A New Golden Age for Computer Architecture - wheresvic1
https://cacm.acm.org/magazines/2019/2/234352-a-new-golden-age-for-computer-architecture/fulltext
======
gbrown_
Previous discussion
[https://news.ycombinator.com/item?id=19023734](https://news.ycombinator.com/item?id=19023734)

------
bem94
There is _so_ much to unpack in this article. I pick this claim: That RISC-V
is a simple(r) architecture and therefore meaningfully easier to verify[0].

The base RISC-V ISA is indeed very small. However, to compete with
ARM/MIPS/x86 usefully as an application core, one must include many standard
extensions. All of which add comparable complexity to the ARM/MIPS feature
which they ape. It feels wrong to assert then without some serious
qualification that RISC-V is simpler or easier to verify. A RISC-V core is no
more or less complex to verify than a comparably featured ARM/MIPS core.

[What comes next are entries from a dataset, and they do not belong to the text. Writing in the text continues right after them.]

PR #1295, opened 2022-10-20
Feature/pelagos 5000 symfony command to set erddap dataset links

fightingtexasaggie:
Per discussion with the PO, we'll just run this once so manually re-indexing after the run is fine. (Since it only updates submission, it's not triggering index listener.)

### DIFF
--- a/src/Command/AddDatasetLinkCommand.php
+++ b/src/Command/AddDatasetLinkCommand.php
@@ -79,16 +79,19 @@ class AddDatasetLinkCommand extends Command
         // Since Symfony doesn't allow mandatory options, and arguments are ordered and undescribed, not using.  Instead force options mandatory.
         if (empty($udi) or empty($type) or empty($targetUrl)) {
             $io->error("UDI, type, and URL parameters are not optional.");
+            exit(1);
         }
 
         // Accept only known types, 'NCEI' or 'ERDDAP'.
         if (!in_array($type, array(DatasetLink::LINK_NAME_CODES["erddap"]["name"], DatasetLink::LINK_NAME_CODES["ncei"]["name"]))) {
             $io->error("Please specify either ERDDAP or NCEI.");
+            exit(1);
         }
 
         $dataset = $this->entityManager->getRepository(Dataset::class)->findOneBy(array('udi' => $udi));
         if (!($dataset instanceof Dataset)) {
             $io->error('Could not find a dataset with UDI (' . $udi . ')');
+            exit(1);
         } else {
             // get submission
             $submission = $dataset->getDatasetSubmission();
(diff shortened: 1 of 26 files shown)


src/Command/AddDatasetLinkCommand.php
```diff
@@ -0,0 +1,139 @@
...
+        // Since Symfony doesn't allow mandatory options, and arguments are ordered and undescribed, not using.  Instead force options mandatory.
+        if (empty($udi) or empty($type) or empty($targetUrl)) {
+            $io->error("UDI, type, and URL parameters are not optional.");
+            exit(1);
+        }
+
+        // Accept only known types, 'NCEI' or 'ERDDAP'.
+        if (!in_array($type, array(DatasetLink::LINK_NAME_CODES["erddap"]["name"], DatasetLink::LINK_NAME_CODES["ncei"]["name"]))) {
+            $io->error("Please specify either ERDDAP or NCEI.");
+            exit(1);
```
mickel1138, line 88: It likes return, not exit.

src/Command/AddDatasetLinkCommand.php
```diff
@@ -0,0 +1,139 @@
...
+        }
+
+        $dataset = $this->entityManager->getRepository(Dataset::class)->findOneBy(array('udi' => $udi));
+        if (!($dataset instanceof Dataset)) {
+            $io->error('Could not find a dataset with UDI (' . $udi . ')');
+            exit(1);
```
mickel1138, line 94: Same here, use return. Exit is old style.

src/Command/AddDatasetLinkCommand.php
```diff
@@ -0,0 +1,139 @@
...
+                    ($type === DatasetLink::LINK_NAME_CODES["erddap"]["name"] and !empty($submission->getErddapUrl())) or
+                    ($type === DatasetLink::LINK_NAME_CODES["ncei"]["name"] and !empty($submission->getNceiUrl()))
+                ) {
+                    $io->warning("$udi already has link of type $type. Not changing.");
+                } else {
+                    $link = new DatasetLink();
+
+                    // common elements
+                    $link->setProtocol('https');
+                    $link->setCreator($systemPerson);
```
mickel1138, line 110: At least creation date has to be set once too I think.

src/Command/AddDatasetLinkCommand.php
```diff
@@ -0,0 +1,144 @@
...
+                    $this->entityManager->flush();
+                    $io->success("Set $type URL on $udi");
+                }
+            } else {
+                $io->error("$udi has no submission.");
+                return(1);
+            }
+        }
+        $io->success('Command Complete.');
+        return(0);
```
mickel1138, line 142: Return is not a function.
```suggestion
        return 0;
```

mickel1138 (dismissed):
Tested, and works.

fightingtexasaggie:
sorry, someone needs to re-approve this because I accidently merged and reverted something in.

PR #1534, opened 2024-02-16
Recreate LDAP on password changes

mickel1138:


fightingtexasaggie:
I've installed this on griidc-test and it appears to work, but I still haven't been able to get Apache Directory Server to connect to griidc-test to verify that the dn had indeed been re-generated.  Will continue to try...

fightingtexasaggie (dismissed):
Tested, and confirmed on Apache Directory Studio that the account had been re-created on password change.

It looks like existing POSIX-enabled accounts get regenerated with everything they need to authenticate griidc-ingest, so I'm pretty confident it'll work.

Not having a test ingest server, we can either hack the current one to authenticate on griidc-test instead of prod, or we can just carefully roll forward with this low-risk change.

PR #1537, opened 2024-02-26
Locates content and copies to clipboard on dblclick event.

fightingtexasaggie:
It does the write thing every time, but generates console error on double-write. It still works, but open for suggestions. dblclick.off has no effect. (maybe ok as is?)


fightingtexasaggie:
@mickel1138  I'm unable to review this per the github workflow, but am good with the changes you made.

mickel1138 (approved):
Works.

PR #1538, opened 2024-02-29
Removed ring shadow on funder.

mickel1138:
Don't show blue outline in input field for funder.


fightingtexasaggie (dismissed):
Tested, works with the ring removed in addt'l funder

fightingtexasaggie (approved):
Reviewed, tested.

PR #1539, opened 2024-03-04
wrap block, not dates

mickel1138:


fightingtexasaggie (approved):
LGTM. Date is now broken onto two lines.

PR #1540, opened 2024-03-04
Also allow enter on textarea

mickel1138:


fightingtexasaggie (approved):
tested, enter working as expected in multi-line fields in dsreview now.

PR #1543, opened 2024-03-06
Added custom assert for udi prefix

mickel1138:
Also added repository with prefix checker.
Custom contraint
custom validator


fightingtexasaggie (commented):
The assert needs to allow selection of the current, unchanged, prefix in the event other fields are being edited for a Funding Cycle. Currently I cannot change any of the other FC details under the FO pods page.

mickel1138:
> The assert needs to allow selection of the current, unchanged, prefix in the event other fields are being edited for a Funding Cycle. Currently I cannot change any of the other FC details under the FO pods page.

Good find, I made it much simpler when I finally remembered how it was done.

fightingtexasaggie (approved):
Now this simplier approach is working perfectly.

PR #1552, opened 2024-04-11
Misc/leaflet maps

fightingtexasaggie:
Leaflet proof-of-concept test - to test //leaflet/<UDI> I'll put real links on the Jira ticket for griidc-test links.


fightingtexasaggie:
can keep branch for future reference, but this was never to be merged in itself.

PR #1561, opened 2024-05-09
Feature/pelagos 5345 dataset monitoring status field

fightingtexasaggie:


src/Entity/Dataset.php
```diff
@@ -1035,4 +1044,30 @@ public function __toString(): string
...
+     /**
+     * Get the Dataset's Lifecycle Status
+     *
+     *  Lifecycle Status Definitions:
+     *  None - Dataset has no approved DIF, although UDI has been internally established.
+     *  Identified - Dataset has approved DIF, but no submission
+     *  Submitted - Dataset has a submission, not a draft. Does not have to be approved, nor in-review, etc.
+     *  Accepted - Dataset has a submission, and submission is excepted, and acceptance has not been revoked back to "in review"
+     *  Restricted (subset of Accepted) - Criterial for accepted, but also has the restricted flag set.
+     */
```
fightingtexasaggie, line 1057: Add test!

src/Entity/Dataset.php
```diff
@@ -1035,4 +1044,30 @@ public function __toString(): string
...
+    public function getDatasetLifecycleStatus(string $udi): string
```
mickel1138, line 1058: UDI not needed now.

src/Entity/Dataset.php
```diff
@@ -1035,4 +1044,30 @@ public function __toString(): string
...
+    {
+        if (($this->getDatasetStatus() === Dataset::DATASET_STATUS_ACCEPTED) and ($this->isRestricted() === false)) {
+            $datasetLifeCycleStatus = self::DATASET_LIFECYCLE_STATUS_ACCEPTED;
+        } elseif ($this->getDatasetStatus() === Dataset::DATASET_STATUS_ACCEPTED) {
```
mickel1138, line 1062: You can't guarantee restricted status is `true` here, I would flip them around, and test for Restricted first, it's it not `true` then, then the else must be not true, because now it could be "unset" or "null" or unknown.

src/Entity/Dataset.php
```diff
@@ -55,6 +55,15 @@ class Dataset extends Entity
...
 
+    /**
+     * Valid values for DatasetLifeCycleStatus.
+     */
+    public const DATASET_LIFECYCLE_STATUS_ACCEPTED = 'accepted';
+    public const DATASET_LIFECYCLE_STATUS_RESTRICTED = 'restricted';
+    public const DATASET_LIFECYCLE_STATUS_SUBMITTED = 'submitted';
+    public const DATASET_LIFECYCLE_STATUS_IDENTIFIED = 'identified';
+    public const DATASET_LIFECYCLE_STATUS_NONE = 'none';
+
```
mickel1138, line 66: Maybe use `enum` ?

PR #1564, opened 2024-05-28
Feature/pelagos 5350 make column width for udi and doi narrower

fightingtexasaggie:
shrank slightly, if we're ok with the longer DOIs breaking, I think this could work. The new-issued DOIs all are on a single line.

### DIFF
--- a/templates/DatasetMonitoring/index.html.twig
+++ b/templates/DatasetMonitoring/index.html.twig
@@ -22,7 +22,7 @@
       }
 
       .dsmonitoringcols {
-        white-space: nowrap!important;
+        white-space: nowrap;
       }
     </style>
 {% endblock stylesheets  %}
--- a/templates/DatasetMonitoring/index.html.twig
+++ b/templates/DatasetMonitoring/index.html.twig
@@ -20,6 +20,10 @@
       input[type='text'].dx-texteditor-input:focus {
         box-shadow: none!important;
       }
+
+      .dsmonitoringcols {
+        white-space: nowrap!important;
+      }
     </style>
 {% endblock stylesheets  %}
 
--- a/templates/DatasetMonitoring/index.html.twig
+++ b/templates/DatasetMonitoring/index.html.twig
@@ -24,6 +24,13 @@
       .dsmonitoringcols {
         white-space: nowrap;
       }
+
+      .dx-treelist [tabindex]:not([tabindex="-1"]):focus-visible:focus-visible {
+        outline: none;
+      }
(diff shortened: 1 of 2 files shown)


fightingtexasaggie:
I ended up having to widen UDI a tad to accomodate the NOAA UDIs, because we're not using a fixed-width font for the table.

templates/DatasetMonitoring/v2/researchGroups.html.twig
```diff
@@ -28,11 +28,11 @@
         columns: [{
             dataField: 'udi',
             caption: 'UDI',
-            width: '10rem',
+            width: '10.25rem',
             },{
                 dataField: 'doi',
                 caption: 'DOI',
-                width: '12rem',
+                width: '10.25rem',
```
mickel1138, line 35: In addition could set `white-space:nowrap` to prevent hyphen from wrapping.
Also maybe try: `columnAutoWidth`

fightingtexasaggie: columnAutoWidth worked perfectly. text-overflow: clip is destructive and makes the rest of a long string inaccessible (and non-displayed). With autowidth working right, no text was spilled ;-)

templates/DatasetMonitoring/index.html.twig
```diff
@@ -20,6 +20,10 @@
       input[type='text'].dx-texteditor-input:focus {
         box-shadow: none!important;
       }
+
+      .dsmonitoringcols {
+        white-space: nowrap!important;
```
mickel1138, line 25: Important shouldn't be necessary here.

mickel1138 (approved):

templates/DatasetMonitoring/v2/researchGroups.html.twig
```diff
@@ -28,11 +28,12 @@
         columns: [{
             dataField: 'udi',
             caption: 'UDI',
-            width: '10rem',
+            width: 180,
             },{
                 dataField: 'doi',
                 caption: 'DOI',
-                width: '12rem',
+                width: 252,
```
mickel1138, line 35:
```suggestion
                width: 201,
```

templates/DatasetMonitoring/v2/researchGroups.html.twig
```diff
@@ -28,11 +28,12 @@
         columns: [{
             dataField: 'udi',
             caption: 'UDI',
-            width: '10rem',
+            width: 180,
```
mickel1138, line 31:
```suggestion
            columnAutoWidth: true,
```

mickel1138 (approved):

PR #1566, opened 2024-05-30
Adjust font size on monitoring.

fightingtexasaggie:


fightingtexasaggie:
As we're not using fixed-width fonts for these columns, the NOAA FO datasets have the widest UDIs, so others may have a bit extra space.

templates/DatasetMonitoring/index.html.twig
```diff
@@ -8,9 +8,16 @@
     <link href="/css/dx.generic.griidc-scheme.css" rel="stylesheet">
 
     <style>
+      .dx-widget {
+        font-size: 1rem!important;
+        font-family: dm-sans, Helvetica, sans-serif!important;
```
mickel1138, line 13: I feel we should remove this, because the font is set by the template, and it's set to this.

templates/DatasetMonitoring/index.html.twig
```diff
@@ -8,9 +8,16 @@
...
+      }
+
       .dx-treeview li {
         margin-bottom: revert;
         line-height: 1rem;
+        font-size: 1rem!important;
+        font-family: dm-sans, Helvetica, sans-serif!important;
```
mickel1138, line 20: Same here, remove this.

PR #1570, opened 2024-06-12
Updated caniuse db.

fightingtexasaggie:


fightingtexasaggie:
to be done at deploy time, every time.

PR #87, opened 2019-04-21
Adds 'peek' and 'peek_ref' functions.

thejpster:
These go nicely with 'pop' and 'push' when you're using Vec as a Queue.

### DIFF
--- a/src/vec.rs
+++ b/src/vec.rs
@@ -123,6 +123,28 @@ where
         }
     }
 
+    /// Returns a copy of the last element in the vector, or `None` if it's
+    /// empty.
+    pub fn peek(&mut self) -> Option<T> where T: Copy {
+        let len = self.len();
+        if len >= 1 {
+            self.get(len - 1).map(|x| *x)
+        } else {
+            None
+        }
+    }
+
+    /// Returns a reference to the last element in the vector, or `None` if
+    /// it's empty.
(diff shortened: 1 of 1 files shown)


japaric:
Thanks for the PR. These seem equivalent to `last()` and `last().cloned()` and I'd rather not extend the API beyond what's provided by the `std` counterpart so I'm not going to accept this PR. If you want to access `last` functionality under another name I would suggest using a newtype or a extension trait.

thejpster:
Ah, I hadn't twigged the desire for API compatibility. That might be worth making explicit. Or maybe I missed it. But yes, last() would do fine.

Although, I can't see 'fn last' on https://docs.rs/heapless/0.5.0-alpha.2/heapless/struct.Vec.html. I must be missing something?

japaric:
`last()` is a [slice method](https://doc.rust-lang.org/std/primitive.slice.html#method.last). `heapless::Vec` derefs to a slice so it inherits all its methods.

I thought `rustdoc` showed these docs; it shows them for [`std::Vec`](https://doc.rust-lang.org/std/vec/struct.Vec.html#deref-methods) -- not sure why that's not working in this crate; I think it did at some point. I'll add a note in the docs.

thejpster:
Aha! Thank you!

PR #97, opened 2019-05-19
Turn `binary_heap::Kind` into a sealed trait

### LINKED ISSUE #72: turn `binary_heap::Kind` into a sealed trait
this is technically a breaking change and should be done when we are ready for a new minor release

XOSplicer:
resolves #72

breaking change, since a previously public trait is now private


japaric:
Thanks!

bors r+

japaric:
bors retry

PR #99, opened 2019-05-22
add multiple-producer multiple-consumer lock-free queue

japaric:


XOSplicer:
Hi, great addition to heapless. I just wonder: Is there a particular reason you implemented mpmc::Q* only for specific buffer sizes up to 64? Is there a way to make the implementation more generic?

japaric:
> Is there a way to make the implementation more generic?

Not without losing the `const` constructors, AFAIK.

> Is there a particular reason you implemented mpmc::Q* only for specific buffer sizes up to 64?

No particular reason. If you need a larger capacity feel free to send a PR but note that the capacity needs to be a power of two (see code in the reference).

PR #100, opened 2019-05-24
Remove unecessary conditional

jamesmunns:
In both cases, head is subtracted from tail, wrapping when necessary.


japaric:
Thanks!

bors r+

japaric:
#106 needs to land first and bors got stuck, it seems so ...

bors r-

PR #107, opened 2019-07-12
extend_from_slice

burrbull:
Don't grow length until all slice been copied.

### DIFF
--- a/src/vec.rs
+++ b/src/vec.rs
@@ -63,11 +63,14 @@ where
             // won't fit in the `Vec`; don't modify anything and return an error
             Err(())
         } else {
-            for elem in other {
-                unsafe {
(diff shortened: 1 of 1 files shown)


japaric:
The issue with this implementation is that if the `clone` operation panics then all the elements that were inserted midway will get leaked. The leak doesn't happen with the current implementation (because the length is increased on each insertion).

If the goal is improving performance I would suggest looking at the implementation used in [the standard library](https://doc.rust-lang.org/src/alloc/vec.rs.html#1502). It doesn't have the leak problem (it increases the length on each iteration as the current implementation does) but (supposedly) is better optimized by the compiler. I would also recommend benchmarking this operation (for drop and non-drop types) and / or looking at the disassembly if you are concerned about performance.

PR #110, opened 2019-07-27
Add Queue::peek.

jmgao:


XOSplicer:
Hi @jmgao, interesting addition to heapless. 

Could you add some doctests to the new methods?

Furthermore, I am not sure about a return type of `Option<T>`, because of non-copy types. Would it be more correct to return `Option<&T>` ?

jonas-schievink:
Yeah, returning `T` by-value doesn't look correct (without a `T: Copy` bound). Returning an `Option<&mut T>` should also work, though, right? That would be a bit more flexible than returning an immutable reference.

jmgao:
Oops, it hadn't occurred to me that there wasn't already a `T: Copy` bound.

I can return an Option<&mut T>, but it seems to me that that should be called peek_mut or something along those lines. I went with Option<&T> in the latest revision of the patch, do you want me to add peek_mut as well?

src/spsc/mod.rs
```diff
@@ -341,6 +341,38 @@ macro_rules! impl_ {
...
+            /// use heapless::spsc::Queue;
+            /// use heapless::consts::*;
+            ///
+            /// let mut queue: Queue<u8, U235, _> = Queue::u8();
+            /// let (mut producer, mut consumer) = queue.split();
+            /// assert_eq!(None, consumer.peek());
+            /// producer.enqueue(1);
+            /// assert_eq!(Some(&1), consumer.peek());
+            /// assert_eq!(Some(1), consumer.dequeue());
+            /// assert_eq!(None, consumer.peek());
```
jonas-schievink: The example is missing the trailing code fence

src/spsc/split.rs
```diff
@@ -84,6 +84,31 @@ macro_rules! impl_ {
...
+            /// use heapless::spsc::Queue;
+            /// use heapless::consts::*;
+            ///
+            /// let mut queue: Queue<u8, U235, _> = Queue::u8();
+            /// let (mut producer, mut consumer) = queue.split();
+            /// assert_eq!(None, consumer.peek());
+            /// producer.enqueue(1);
+            /// assert_eq!(Some(&1), consumer.peek());
+            /// assert_eq!(Some(1), consumer.dequeue());
+            /// assert_eq!(None, consumer.peek());
```
jonas-schievink: (here too)

src/spsc/mod.rs
```diff
@@ -341,6 +341,38 @@ macro_rules! impl_ {
             N: ArrayLength<T>,
             C: sealed::XCore,
         {
+            /// Returns the item in the front of the queue without dequeuing, or `None` if the queue is empty
```
jonas-schievink:
```suggestion
            /// Returns a reference to the item in the front of the queue without dequeuing, or `None` if the queue is empty.
```

jmgao: Done.

XOSplicer:
@jmgao thanks a lot for coming back and addressing the issues

@japaric could you take a look at this PR and maybe run bors

@bors try

japaric:
Why do the `peek` methods take `&mut self`? That would prevent the following two operations, which seem perfectly fine to me, from compiling:

``` rust
fn foo(q: &mut Queue<i32, U2>) {
    let x = q.peek();
    let y = q.is_empty();
}

fn foo(c: &mut Consumer<i32, U2>) {
    let x = c.peek();
    let y = c.ready();
}
```

The `peek` operation does not mutate the head or tail pointer so it should be allowed through a shared reference (`&self`).

jmgao:
> Why do the `peek` methods take `&mut self`? That would prevent the following two operations, which seem perfectly fine to me, from compiling:

Latest revision switches the methods to `&self`.

japaric:
@jmgao thanks!

(Please next time push new commits into the branch instead of force-pushing. It's hard to see what has changed from revision to revision if you do the latter)

bors r+

jmgao:
> (Please next time push new commits into the branch instead of force-pushing. It's hard to see what has changed from revision to revision if you do the latter)

Apologies, I'm used to review tools like gerrit/phabricator(/pretty much everything that isn't github pull requests) that make it easy to diff between revisions. I'll push separate commits in the future.

PR #117, opened 2019-08-28
Added peek_mut for the binary heap

korken89:
As discussed in https://github.com/japaric/heapless/issues/109, please have a look and lets bike-shed the API.


korken89:
Now using the std lib API

japaric:
Thanks!

bors r+

PR #120, opened 2019-10-02
Allow for manual opt-out of CAS features

jamesmunns:
I've been working on a bare metal platform lately that does not have CAS (specifically ARMv4 bare metal), and this is not caught by the CPU detection logic in the build.rs. This PR adds a flag that allows for manual specification to avoid CAS features.


japaric:
Thanks for the PR and sorry it took me so long to get to it.

Ideally, I would like to use the output of `rustc --print cfg` (see the [`rustc-cfg`] crate) here:

[`rustc-cfg`]: https://crates.io/crates/rustc-cfg

``` console
$ rustc --print cfg thumbv6m-none-eabi
debug_assertions
target_arch="arm"
target_endian="little"
target_env=""
target_feature="mclass"
target_feature="v5te"
target_feature="v6"
target_has_atomic_load_store="16"
target_has_atomic_load_store="32"
target_has_atomic_load_store="8"
target_has_atomic_load_store="ptr"
target_os="none"
target_pointer_width="32"
target_vendor=""

$ rustc --print cfg --target thumbv7m-none-eabi
debug_assertions
target_arch="arm"
target_endian="little"
target_env=""
target_feature="mclass"
target_feature="v5te"
target_feature="v6"
target_feature="v6k"
target_feature="v6t2"
target_feature="v7"
target_has_atomic="16"
target_has_atomic="32"
target_has_atomic="8"
target_has_atomic="ptr"
target_has_atomic_load_store="16"
target_has_atomic_load_store="32"
target_has_atomic_load_store="8"
target_has_atomic_load_store="ptr"
target_os="none"
target_pointer_width="32"
target_vendor=""
```

`target_has_atomic` indicates the CAS support; `target_has_atomic_load_store` indicates support only for atomic loads and stores. However, that output seems to be nightly-only for now (I believe there are no immediate plans to stabilize that part of the output):

``` console
$ cargo +beta --print cfg --target thumbv7m-none-eabi
debug_assertions
target_arch="arm"
target_endian="little"
target_env=""
target_os="none"
target_pointer_width="32"
target_vendor=""
```

As that can't be used, using Cargo features is the next best option. However, Cargo features must be additive (\*); meaning that instead of an opt-in `no_cas` feature we should have an opt-out `cas` feature that makes the SPSC API available. The `cas` feature needs to be enabled by default to release it under a new patch version and not break existing users.

(\*) To see what can go wrong with `no_cas` imagine a crate A uses `heapless::spsc::Queue` then in your crate you enable the `no_cas` feature of `heapless` *and* add A as a dependency; `cargo build`-ining your crate will fail to build the A dependency.

jamesmunns:
I've inverted the logic here, and tried to add some helpful diagnostics:

```
cd heapless
cargo build --target thumbv7em-none-eabihf # works
cargo build --no-default-features --target thumbv6m-none-eabi # works
cargo build --target thumbv6m-none-eabi # doesn't work
cargo build --no-default-features --target thumbv6m-none-eabi --features cas # doesn't work
```

src/pool/mod.rs
```diff
@@ -154,7 +154,6 @@
 //!
 //! [1]: https://static.docs.arm.com/ddi0403/eb/DDI0403E_B_armv7m_arm.pdf
 
-#[cfg(not(armv6m))]
```
jamesmunns: Note: This is okay to remove, as the entire pool module is removed when the `cas` feature is not set, and it is not possible to set the `cas` feature with armv6m targets.

jamesmunns:
In this PR, by inverting the features here, I believe this is now a **breaking** change, as any users who were intentionally or unintentionally setting `no-default-features` would lose access to `mpmc` and `pool`.

With the `no_cas` feature, this would not be a breaking change in my opinion.

japaric:
> I believe this is now a breaking change, as any users who were intentionally or unintentionally setting no-default-features would lose access to mpmc and pool.

You are correct. This is in principle a breaking change. However, the crate currently has zero default features so the number of people using `no-default-features` should also be zero as that configuration is a no-op.

Thanks!

bors r+

src/lib.rs
```diff
@@ -90,10 +90,13 @@ mod ser;
 
 pub mod binary_heap;
 pub mod i;
-#[cfg(not(armv6m))]
+#[cfg(feature = "cas")]
 pub mod mpmc;
-#[cfg(not(armv6m))]
```
japaric: Right, so we actually need to keep this `not` as: `cfg(all(not(armv6m), feature = "cas"))` to keep `cargo build --target thumbv6m-none-eabi` working.

src/lib.rs
```diff
@@ -90,10 +90,13 @@ mod ser;
...
+#[cfg(feature = "cas")]
 pub mod pool;
 pub mod spsc;
 
+#[cfg(all(armv6m, feature = "cas"))]
+core::compile_error!("The 'cas' feature may not be used with `armv6m` targets.");
```
japaric: And we have to drop this

japaric: Basically, the state of the "cas" feature should have no effect on ARMv6-M.

src/lib.rs
jamesmunns: Is that the interface you would like (implicitly masking the features), rather than forcing the user to opt-out with `no-default-features`?

I mentioned this in [this comment](https://github.com/japaric/heapless/pull/120#issuecomment-566554281).

japaric: To get this PR into a new patch version we need to keep `cargo build --target thumbv6m-none-eabi` (note: "cas" is implicitly enabled) working so the logic needs to make the "cas" feature a no-op on that target.

jamesmunns: Happy to make the change, though I might suggest that we change the "implicit no-op" behavior on the next breaking (minor) release.

jamesmunns:
@japaric back to you.

src/lib.rs
japaric: And probably make "cas" opt-in as well; I don't like having a crate that by default doesn't build for all targets. Could you make an issue to make sure we don't forget? I'll put on the v0.6.0 milestone.

japaric:
Thanks!

bors r+

jamesmunns:
@japaric I missed you added a feature at the end of the file in my merge. This should work now.

PR #121, opened 2019-10-04
Bugfix in mpmc queue

KKuznecov:
This update prevents the entry into an infinite loop after calling Q_::dequeue() under certain conditions. The following code leads to an infinite loop:
```rust
#[test]
    fn blocking(){
        let q = Q2::new();
        for _ in 0..255 {
            q.enqueue(0).unwrap();
            q.dequeue();
        }
        q.dequeue();
    }
```


XOSplicer:
Hi @KKuznecov, thanks for pointing Out this bug and providing a fix already.

It would be great if the test case you provided it added to the unit tests for the mpmc module.

After bors passes, this PR is good to merge.

japaric:
Thanks for the PR; I'm merging this as PR #132, which includes a regression test.

PR #125, opened 2019-11-18
Deserialize maps as maps

dflemstr:
The maps are already being serialized as maps, and serde_json will detect
that despite us claiming that maps are seqs, it falls back to parsing them
as maps; however, serde-json-core does not have that fallback logic, so it
makes more sense to give the correct hint here (especially when this is
merged: https://github.com/japaric/serde-json-core/pull/23)

### DIFF
--- a/src/de.rs
+++ b/src/de.rs
@@ -182,7 +182,7 @@ where
                 Ok(values)
             }
         }
-        deserializer.deserialize_seq(ValueVisitor(PhantomData))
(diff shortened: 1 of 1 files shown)


japaric:
Thanks for the PR. I suppose this is technically a breaking change but since serde-json can deserialize back what you get from serializing a map I don't think anyone was relying on the current behavior.

bors r+

PR #126, opened 2019-11-27
Add DoubleEndedIterator to queue iterators

david-sawatzke:
The implementation is pretty straightforward and it's useful


japaric:
Thanks!

bors r+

That said, and open ISA like RISC-V can really lead the way in terms of shared
verification IP. _That_ is the benefit to an open ISA, not it's simplicity,
but the fact that it becomes worthwhile for people to share their verification
infrastructure. Unfortunately, I haven't seen much of this yet. riscv-formal
is amazing, and the riscv-compliance suites are getting better, but proper
constrained random stimulus generation and coverage collecton? Not yet, at
least, not out there in the open source world. I really wish that Western
Digital had included their verification infrastructure when they open sourced
Swerv [1].

Really enjoyed the article otherwise!

0 - A reasonable person might disagree this claim is being so explicitly made,
but that's what I took from it.

1 -
[https://github.com/westerndigitalcorporation/swerv_eh1](https://github.com/westerndigitalcorporation/swerv_eh1)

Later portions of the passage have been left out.